> ABOUT THIS TASK: Run through the data and copy out every line that mentions the word "unit".

> MATERIAL SUPPLIED:

*** Block opens ***

PR #3711, opened 2021-05-02
Implement --cppstdlib

omerfirmak:
This flag allows user to select from GCC/Clang C++ runtimes
on Linux similar to `--stdlib` on `clang`.

### DIFF
--- a/driver/main.cpp
+++ b/driver/main.cpp
@@ -784,7 +784,10 @@ void registerPredefinedTargetVersions() {
       VersionCondition::addPredefinedGlobalIdent("CRuntime_UClibc");
     } else {
       VersionCondition::addPredefinedGlobalIdent("CRuntime_Glibc");
-      VersionCondition::addPredefinedGlobalIdent("CppRuntime_Gcc");
+      if (global.params.cppstdlib.compare("libc++") == 0)
+        VersionCondition::addPredefinedGlobalIdent("CppRuntime_Clang");
+      else
+        VersionCondition::addPredefinedGlobalIdent("CppRuntime_Gcc");
     }
     break;
   case llvm::Triple::Haiku:
--- a/dmd/globals.d
+++ b/dmd/globals.d
@@ -351,6 +351,7 @@ version (IN_LLVM)
     // target stuff
     const(void)* targetTriple; // const llvm::Triple*
     bool isUClibcEnvironment;
+    const(char)[] cppstdlib; // Cpp runtime library
 
     // Codegen cl options
     bool disableRedZone;
--- a/dmd/globals.h
+++ b/dmd/globals.h
@@ -313,6 +313,7 @@ struct Param
 
     const llvm::Triple *targetTriple;
     bool isUClibcEnvironment; // not directly supported by LLVM
+    DString cppstdlib; // Cpp runtime library
 
     // Codegen cl options
     bool disableRedZone;
--- a/dmd/mars.d
+++ b/dmd/mars.d
@@ -83,6 +83,7 @@ version (IN_LLVM)
     const(char)* getPathToProducedBinary();
     void deleteExeFile();
     int runProgram();
+    const (char)* getExplicitCppRuntimeName();
 }
 else
 {
@@ -431,6 +432,8 @@ else
 
 version (IN_LLVM)
 {
+    import dmd.root.string : toDString;
+    global.params.cppstdlib = toDString(getExplicitCppRuntimeName());
     registerPredefinedVersions();
 }
 else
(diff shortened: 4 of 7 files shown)


thewilsonator:
cc @Geod42

This will probably will be implemented upstream too

Geod24:
I think that should be done through `mtriple` tho, if possible at all ?

omerfirmak:
AFAICS, llvm::triple does not have support for this.
Even `clang` has a separate flag for it.

Geod24:
Then I guess `-cppstdlib` it is. What do you think @kinke ?

thewilsonator:
I'd prefer that this be done upstream and then adapted for LDC as a) DMD will need this too, and b) target.d and the command line processing for target specific things has changed a lot recently and this will only add to that.

driver/main.cpp
```diff
@@ -784,7 +784,10 @@ void registerPredefinedTargetVersions() {
       VersionCondition::addPredefinedGlobalIdent("CRuntime_UClibc");
     } else {
       VersionCondition::addPredefinedGlobalIdent("CRuntime_Glibc");
-      VersionCondition::addPredefinedGlobalIdent("CppRuntime_Gcc");
+      if (std::string(global.params.cppstdlib.ptr) == "libc++")
```
JohanEngelen, line 787: Because `cppstdlib` is a D string, it is not necessarily null terminated. This should be a `stricmp` call, using `cppstdlib.length`.

JohanEngelen: Probably best to add a helper function next to where Dstring helper struct is defined.

omerfirmak: Thanks, done.

omerfirmak:
> I'd prefer that this be done upstream and then adapted for LDC as a) DMD will need this too, and b) target.d and the command line processing for target specific things has changed a lot recently and this will only add to that.

Is there a consensus over this?

kinke:
Sorry for the late reply, but this PR popped up while I was on vacation. - I'm not a big fan of a new switch, nor of extending the 'triple' in some LDC-specific, non-LLVM-compatible way. Mainly because it's only useful for the few `core.stdcpp` modules and the according `CppRuntime_*` versions they require. If it was about linking only, that's already covered via `-Xcc=--stdlib=...` etc. The problem with the druntime modules is that they are precompiled using a specific `CppRuntime_*`, so a user cannot simply take a prebuilt LDC package and change the C++ runtime on the fly and expect everything to work; druntime has to be recompiled.

Extracting the few C++ stdlib bindings into a separate dub package, with e.g. dub configurations enabling to switch between libstdc++ and libc++ would IMO make much more sense.

Wrt. triples in general, even a C++ runtime addition wouldn't define a target platform sufficiently. We have to guess the used C compiler (gcc/clang) in some ABI-specific parts, where clang skips empty-struct parameters while gcc doesn't etc.

JohanEngelen:
> Sorry for the late reply, but this PR popped up while I was on vacation. - I'm not a big fan of a new switch, nor of extending the 'triple' in some LDC-specific, non-LLVM-compatible way. Mainly because it's only useful for the few `core.stdcpp` modules and the according `CppRuntime_*` versions they require. If it was about linking only, that's already covered via `-Xcc=--stdlib=...` etc. The problem with the druntime modules is that they are precompiled using a specific `CppRuntime_*`, so a user cannot simply take a prebuilt LDC package and change the C++ runtime on the fly and expect everything to work; druntime has to be recompiled.
> 
> Extracting the few C++ stdlib bindings into a separate dub package, with e.g. dub configurations enabling to switch between libstdc++ and libc++ would IMO make much more sense.

I agree about not adding this to the triple.
Splitting the stdlib bindings into a separate package makes sense, I think so too, but still requires a compiler change to not set a `CppRuntime_*` version at all and let the user explicitly `-d-version=..` it (e.g. inside `ldc2.conf` file).
Adding a commandline flag or removing the hardcoded `CppRuntime_*` version (and put it in ldc2.conf by default) are the only short term solutions I see.

Geod24:
I fully agree with you guys, but Andrei didn't: https://github.com/dlang/druntime/pull/2286#issuecomment-416704437
I guess I will have to email him.

Geod24:
@kinke : I just found out that no `CppRuntime` is defined on Musl. Is that on purpose ?

kinke:
Just no idea about the dominant C++ library for musl, uclibc, some BSDs… - I preferred defining none over a wild guess, in the hopes that people using such platforms would notice and open according PRs when trying to use `core.stdcpp`, instead of seeing crashes if the guess was bad.

Geod24:
Will do that soon (currently testing https://github.com/bosagora/docker-agora-builder/commit/e7fab4679eaff5c8149665a1385fd0ab4881d76f )

PR #3704, opened 2021-04-24
CMake: Support BUILD_SHARED_LIBS for Windows too

kinke:
By compiling druntime/Phobos with `-fvisibility=public` for the new DLLs ~~(=> #3703 included as prerequisite for now)~~.

Compiling and linking druntime works fine:
```
> ls -lh lib/druntime-ldc*
-rwxr-xr-x 1 Martin 197121 1.9M Apr 26 21:35 lib/druntime-ldc-debug-shared.dll
-rw-r--r-- 1 Martin 197121 3.0M Apr 26 18:51 lib/druntime-ldc-debug-shared.lib
-rw-r--r-- 1 Martin 197121 6.0M Apr 26 21:35 lib/druntime-ldc-debug-shared.pdb
-rw-r--r-- 1 Martin 197121 8.6M Apr 26 21:35 lib/druntime-ldc-debug.lib
-rw-r--r-- 1 Martin 197121 4.7M Apr 26 21:35 lib/druntime-ldc-lto.lib
-rwxr-xr-x 1 Martin 197121 1.7M Apr 26 22:10 lib/druntime-ldc-shared.dll
-rw-r--r-- 1 Martin 197121 2.9M Apr 26 21:59 lib/druntime-ldc-shared.lib
-rw-r--r-- 1 Martin 197121 2.5M Apr 26 22:10 lib/druntime-ldc-shared.pdb
-rw-r--r-- 1 Martin 197121 4.4M Apr 26 21:35 lib/druntime-ldc.lib
```

The druntime DLL exports more than 10k symbols. ~~The MS C runtime is linked statically; that should probably be changed to the MS DLLs too.~~ **Edit**: done.

Linking a non-Phobos hello-world app against the druntime DLL works; it unsurprisingly crashes at runtime though.

The Phobos DLL can be compiled too, but linking fails (builtin TypeInfo init symbols and vtables etc.).

Issue #2783, opened 2018-07-18
LLVM Runtime Preemption specifier


JohanEngelen:
Have a look at this: https://llvm.org/docs/LangRef.html#runtime-preemption-specifiers
Looks like it is new in LLVM. Clang applies `dso_local` to normal functions.
https://godbolt.org/g/RKDtBU

PR #3713, opened 2021-05-03
Mark a function or global variable as dso_local if possible

kubo39:
dso_local allows the compiler to assume a function or global variable will resolve to a symbol within the same linkage unit.

reference: https://llvm.org/docs/LangRef.html#runtime-preemption-specifiers

### DIFF
--- a/tests/codegen/dso_local.d
+++ b/tests/codegen/dso_local.d
@@ -1,0 +1,46 @@
+// RUN: %ldc -mtriple=x86_64-linux-gnu --relocation-model=static --output-ll -of=%t.ll %s && FileCheck --check-prefix=ELF_STATIC_RELOC %s < %t.ll
+// RUN: %ldc -mtriple=x86_64-linux-gnu --relocation-model=pic --output-ll -of=%t.ll %s && FileCheck --check-prefix=ELF_PIC_DEFAULT %s < %t.ll
+// RUN: %ldc -mtriple=x86_64-linux-gnu -fvisibility=hidden --relocation-model=pic --output-ll -of=%t.ll %s && FileCheck --check-prefix=ELF_PIC_HIDDEN %s < %t.ll
+// RUN: %ldc -mtriple=x86_64-apple-darwin --relocation-model=static --output-ll -of=%t.ll %s && FileCheck --check-prefix=MACHO_STATIC_RELOC %s < %t.ll
+// RUN: %ldc -mtriple=x86_64-apple-darwin --relocation-model=pic --output-ll -of=%t.ll %s && FileCheck --check-prefix=MACHO_PIC %s < %t.ll
+// RUN: %ldc -mtriple=x86_64-windows-coff -output-ll -of=%t.ll %s && FileCheck --check-prefix=COFF %s < %t.ll
+
+import ldc.attributes : weak;
+
+// ELF_STATIC_RELOC: define{{( dso_local)?}} i32 @{{.*}}3foo
+// ELF_PIC_DEFAULT: define i32 @{{.*}}3foo
+// ELF_PIC_HIDDEN: define{{( dso_local)?}} hidden i32 @{{.*}}3foo
+// MACHO_STATIC_RELOC: define dso_local i32 @{{.*}}3foo
+// MACHO_PIC: define dso_local i32 @{{.*}}3foo
+// COFF: define dso_local {{.*}} i32 @{{.*}}3foo
+private int foo() { return 42; }
+
+
+// ELF_STATIC_RELOC: define{{( dso_local)?}} i32 @{{.*}}3bar
+// ELF_PIC_DEFAULT: define i32 @{{.*}}3bar
+// ELF_PIC_HIDDEN: define hidden i32 @{{.*}}3bar
+// MACHO_STATIC_RELOC: define dso_local i32 @{{.*}}3bar
+// MACHO_PIC: define dso_local i32 @{{.*}}3bar
+// COFF: define dso_local {{.*}} i32 @{{.*}}3bar
+public int bar() { return foo(); }
+
+
+// ELF_STATIC_RELOC: define weak{{( dso_local)?}} i32 @{{.*}}3baz
+// ELF_PIC_DEFAULT: define weak i32 @{{.*}}3baz
+// ELF_PIC_HIDDEN: define weak hidden i32 @{{.*}}3baz
+// MACHO_STATIC_RELOC: define weak i32 @{{.*}}3baz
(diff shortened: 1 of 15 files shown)


JohanEngelen:
See https://github.com/ldc-developers/ldc/issues/2783

JohanEngelen:
Is `dso_local` correct in all cases? 
- weak functions
- with all relocation models
- DLL export
- ...?

kubo39:
@JohanEngelen 

> Is dso_local correct in all cases?

It depends on binary format(i.e,` on COFF, extern_weak or dllimport GlobalValues must be dso_preemptable), These rules have been implemented in LLVM(shouldAssumeDSOLocal function) and I use it.

My concern is that LLVM 12 [drops  implied dso_local for definitions in ELF static relocation model/PIE](https://github.com/llvm/llvm-project/commit/2047c10c22b071cccc57a7e2779d6603512e9113) to avoid copy relocation.
Clang/Rust implemented the original shouldAssumeDSOLocal lfunctions which implies dso_local in such case, I'm not sure it'd better in out case.

JohanEngelen:
Please add testcases for all known interesting cases. Then automatically we will notice when LLVM's behavior is changing.

tests/codegen/dso_local_extern_weak.d
```diff
@@ -0,0 +1,10 @@
+// RUN: %ldc -mtriple=x86_64-windows-coff -c -output-ll -of=%t.ll %s && FileCheck %s < %t.ll
+
+// CHECK: declare extern_weak void @weakreffunction
+pragma(LDC_extern_weak) extern(C) void weakreffunction();
+
```
JohanEngelen, line 5: this should also have a test for `@weak`, see https://wiki.dlang.org/LDC-specific_language_changes#.40.28ldc.attributes.weak.29

tests/codegen/dso_local_elf_with_static_reloc.d
```diff
@@ -0,0 +1,5 @@
+// REQUIRES: atleast_llvm1200
```
JohanEngelen, line 1: what makes this test LLVM>=12?   Is the behavior still correct for <12 ?

JohanEngelen:
For the testing, I think it is more clear if you put all possibilities in one file, and have multiple `//RUN` lines with different triples and flags, and distinguish between the different cases using a prefix for FileCheck. That way, it is easier to see that the testing is complete and what the behavior differences are (and should be) for different triples.

tests/codegen/dso_local.d
```diff
@@ -0,0 +1,46 @@
+// RUN: %ldc -mtriple=x86_64-linux-gnu --relocation-model=static --output-ll -of=%t.ll %s && FileCheck --check-prefix=ELF_STATIC_RELOC %s < %t.ll
+// RUN: %ldc -mtriple=x86_64-linux-gnu --relocation-model=pic --output-ll -of=%t.ll %s && FileCheck --check-prefix=ELF_PIC_DEFAULT %s < %t.ll
+// RUN: %ldc -mtriple=x86_64-linux-gnu -fvisibility=hidden --relocation-model=pic --output-ll -of=%t.ll %s && FileCheck --check-prefix=ELF_PIC_HIDDEN %s < %t.ll
+// RUN: %ldc -mtriple=x86_64-apple-darwin --relocation-model=static --output-ll -of=%t.ll %s && FileCheck --check-prefix=MACHO_STATIC_RELOC %s < %t.ll
+// RUN: %ldc -mtriple=x86_64-apple-darwin --relocation-model=pic --output-ll -of=%t.ll %s && FileCheck --check-prefix=MACHO_PIC %s < %t.ll
+// RUN: %ldc -mtriple=x86_64-windows-coff -output-ll -of=%t.ll %s && FileCheck --check-prefix=COFF %s < %t.ll
+
+import ldc.attributes : weak;
+
+// ELF_STATIC_RELOC: define{{( dso_local)?}} i32 @{{.*}}3foo
```
JohanEngelen, line 10: Don't we want dso_local here and in the other cases? (not optional)

tests/codegen/dso_local.d
```diff
@@ -0,0 +1,46 @@
...
+// ELF_STATIC_RELOC: define weak{{( dso_local)?}} i32 @{{.*}}3baz
+// ELF_PIC_DEFAULT: define weak i32 @{{.*}}3baz
+// ELF_PIC_HIDDEN: define weak hidden i32 @{{.*}}3baz
+// MACHO_STATIC_RELOC: define weak i32 @{{.*}}3baz
+// MACHO_PIC: define weak i32 @{{.*}}3baz
+// COFF: define x86_vectorcallcc i32 @{{.*}}3baz
+@weak int baz() { return 42; }
+
+
+version(Windows)
```
JohanEngelen, line 37: why the version(Windows) ? This should be tested for all triples. The extern_weak attribute is afaik only useful for ELF object files.

tests/codegen/dso_local.d
```diff
@@ -0,0 +1,46 @@
...
+
+import ldc.attributes : weak;
+
+// ELF_STATIC_RELOC: define{{( dso_local)?}} i32 @{{.*}}3foo
+// ELF_PIC_DEFAULT: define i32 @{{.*}}3foo
+// ELF_PIC_HIDDEN: define{{( dso_local)?}} hidden i32 @{{.*}}3foo
+// MACHO_STATIC_RELOC: define dso_local i32 @{{.*}}3foo
+// MACHO_PIC: define dso_local i32 @{{.*}}3foo
+// COFF: define dso_local {{.*}} i32 @{{.*}}3foo
+private int foo() { return 42; }
```
JohanEngelen, line 16: besides functions, can you also add global variables? (`@weak` is also applicable to global variables btw)

kinke:
I doubt this has any real effect, because the spec talks about

> Direct access will be generated even if the definition is not within this compilation unit.

but the attribute is currently set for *definitions* only. So I think the interesting case is the opposite, *declarations* in other IR modules.

It most likely also won't affect Windows at all, because the loader doesn't support such runtime preemption AFAIK.

Whether these direct accesses are safe is another question; TypeInfos and instantiated symbols might be defined in multiple shared objects (exe/.so), so identity checks relying on the loader uniquing such symbols will probably break. AFAIK, that's why MSVC++ EH is based on type *strings*, and why comparing a `TypeInfo` will probably have to be based on string comparisons as well - e.g., I think this accounts for the last remaining failure in #3704.

kubo39:
Ah,, true. I'm wrong so closing now., sorry for noise.

PR #3720, opened 2021-05-13
Fix compilation on MacOS with read-only root filesystems

thewilsonator:
Supply a `WORKING_DIRECTORY` option so that it choose something other than `/`


cmake/Modules/ExtractDMDSystemLinker.cmake
```diff
@@ -33,6 +33,7 @@ execute_process(
     RESULT_VARIABLE result_code
     OUTPUT_VARIABLE stdout
     OUTPUT_STRIP_TRAILING_WHITESPACE
+    WORKING_DIRECTORY ${CMAKE_CURRENT_BINARY_DIR}
```
thewilsonator, line 36: I'm not quite sure what the best choice of directory is here but this is better than nothing.

JohanEngelen (approved):

PR #3721, opened 2021-05-13
Fix compilation with recent LLVM

thewilsonator:
There are still a bunch of deprecations with `CreateLoad` that need to be addressed at some point.

This is based off of #3720 because I can't build without that.


driver/codegenerator.cpp
```diff
@@ -263,9 +263,9 @@ void CodeGenerator::writeAndFreeLLModule(const char *filename) {
   Version.append(global.ldc_version.ptr, global.ldc_version.length);
   llvm::Metadata *IdentNode[] = {llvm::MDString::get(ir_->context(), Version)};
   IdentMetadata->addOperand(llvm::MDNode::get(ir_->context(), IdentNode));
-
+#if LDC_LLVM_VER < 1300
   context_.setInlineAsmDiagnosticHandler(inlineAsmDiagnosticHandler, ir_);
-
+#endif
```
thewilsonator, line 268: This seems to have been removed. I'm not sure what, if anything has replaced it.

kubo39: looks like unified in llvm::DiagnoseInfoSrcMgr.
https://reviews.llvm.org/rG5de2d189e6ad466a1f0616195e8c524a4eb3cbc0

gen/coverage.cpp
```diff
@@ -38,6 +38,9 @@ void emitCoverageLinecountInc(const Loc &loc) {
 
   // Do an atomic increment, so this works when multiple threads are executed.
   gIR->ir->CreateAtomicRMW(llvm::AtomicRMWInst::Add, ptr, DtoConstUint(1),
+#if LDC_LLVM_VER >= 1300
+                           llvm::MaybeAlign(),
```
JohanEngelen, line 42: this can be explicit 4-byte (uint) alignment

thewilsonator:
superseded by #3822

PR #3724, opened 2021-05-16
Add -cov-increment option to specify the type of increment instruction

JohanEngelen:
This gives the user the ability to get a more performant coverage count execution, at the cost of thread-safety or just boolean true/false on a line (no more counting).

I restricted the testing to Linux, due to the test commandline crazyness (the coverage output filename is very annoying and cannot be set by the user).


JohanEngelen:
Rebased and pushed to retrigger CI.

JohanEngelen:
finally CI is green :)

thewilsonator (approved):

PR #3727, opened 2021-05-16
Fix Circle CI: use python 3

JohanEngelen:


JohanEngelen:
Note: PEP394 recommends to use `python3` explicitly, so let's move to that instead of keeping using `python` https://legacy.python.org/dev/peps/pep-0394/  . New PR incoming...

*** Block closes ***

> EXERCISE RESPONSE:
dso_local allows the compiler to assume a function or global variable will resolve to a symbol within the same linkage unit.
> Direct access will be generated even if the definition is not within this compilation unit.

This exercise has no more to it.